1. Cobalt 27 Capital (TSXV:KBLT)

Current price: C$4.27; year-to-date gain: 17.89 percent

Cobalt 27 Capital is a battery metals streaming company offering exposure to metals integral to key technologies in the EV and energy storage markets. The company owns 2,905.7 tonnes of physical cobalt and a 32.6 percent cobalt stream on Vale’s (NYSE:VALE) Voisey’s Bay mine,‎ beginning in 2021.

Cobalt 27 is also undertaking a friendly acquisition of Highlands Pacific (ASX:HIG), which is expected to add increased attributable nickel and cobalt production from the Ramu mine.

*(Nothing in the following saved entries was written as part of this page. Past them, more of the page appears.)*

PR #8500, opened 2020-11-09
MRG, DOC: epochs getitem clarification

drammock:
@sappelhoff does this accord with the behavior you're seeing?

### DIFF
--- a/mne/utils/mixin.py
+++ b/mne/utils/mixin.py
@@ -139,7 +139,7 @@ class GetEpochsMixin(object):
            Query-based indexing only works if Pandas is installed and
            ``self.metadata`` is a :class:`pandas.DataFrame`.
 
-               .. versionadded:: 0.16
+           .. versionadded:: 0.16
         """
         return self._getitem(item)
 
--- a/mne/utils/mixin.py
+++ b/mne/utils/mixin.py
@@ -92,49 +92,52 @@ class GetEpochsMixin(object):
         -----
         Epochs can be accessed as ``epochs[...]`` in several ways:
 
-            1. **integer or slice:** ``epochs[idx]`` will return an
-               `~mne.Epochs` object with a subset of epochs chosen by index
-               (supports single index and Python-style slicing).
+        1. **Integer or slice:** ``epochs[idx]`` will return an `~mne.Epochs`
+           object with a subset of epochs chosen by index (supports single
+           index and Python-style slicing).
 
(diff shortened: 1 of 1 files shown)


mne/utils/mixin.py
```diff
@@ -109,12 +109,18 @@ def __getitem__(self, item):
...
-               If conditions are separated by '/', selects every item
-               containing every list tag (e.g. ['audio', 'left'] selects
-               'audio/left' and 'audio/center/left', but not 'audio/right').
+               experimental conditions. The list of names is treated as an
+               inclusive-or condition; if *none* of the provided names match
+               any epoch labels, a ``KeyError`` will be raised.
+
+               If epoch labels are tags separated by '/', then providing
+               multiple tags as *separate list entries* (e.g.,
+               ``epochs[['audio', 'left']]``) will also act as an inclusive-or
```
agramfort, line 118: isn't that repeating what is just said above?

sappelhoff: I think @drammock means to say that `[["left", "audio"]]` would work for both kinds of epochs:

1. those that use the `/` style: `"audio/left"`
1. those that have just single keywords: `"audio"` for one epoch, `"left"` for another epoch

mne/utils/mixin.py
```diff
@@ -109,12 +109,18 @@ def __getitem__(self, item):
...
+               filter. If multiple tags are provided as *a single list entry*
+               (e.g., ``epochs['name_1/name_2']``), this selects every item
+               containing every list tag. For example, ``epochs['audio/left']``
+               selects 'audio/left' and 'audio/center/left', but not
+               'audio/right'.
```
sappelhoff, line 123: I think I would refer to "logical and" here, like you refer to the "logical inclusive-or" above.

sappelhoff (commented):
Thanks, LGTM overall.

Minor: Further up in the example, the events are referred to as "auditory", later then as "audio" --> would be good to make this consistent.

agramfort (approved):

drammock:
@sappelhoff OK for you?  Here's the rendered doc https://23418-1301584-gh.circle-artifacts.com/0/dev/generated/mne.Epochs.html#mne.Epochs.__getitem__

(note that I pushed a fix for `versionadded` being indented too far, but that's not reflected in the rendered doc linked above)

sappelhoff (approved):
Thanks @drammock - lgtm!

“An emerging diversified barometer of the entire EV sector, a portfolio of royalties and battery metal streaming assets provide lower technical and financial risk than stand-alone projects,” said Eight Capital.

2. Nemaska Lithium (TSX:NMX)

Current price: C$0.64; year-to-date gain: -12.33 percent

Nemaska Lithium is engaged in the exploration and development of hard rock lithium properties and the related processing of spodumene into lithium compounds.

The company’s wholly owned Whabouchi spodumene mine project in Quebec, Canada, is estimated to be the second richest and largest lithium deposit in the world. The spodumene concentrate produced at the Whabouchi mine will be processed at the Shawinigan plant using a unique membrane electrolysis process for which the company holds several patents.

“Work continues on this world-class, financially de-risked LiOH project under construction, while its spodumene con mine is fast-tracked towards production in the near-term,” Eight Capital noted.

3. Neo Lithium (TSXV:NLC)

Current price: C$0.77; year-to-date gain: 9.86 percent

Neo Lithium is rapidly advancing its newly discovered Tres Quebradas (3Q) project — a high-grade lithium brine lake and salar complex in Latin America’s lithium triangle.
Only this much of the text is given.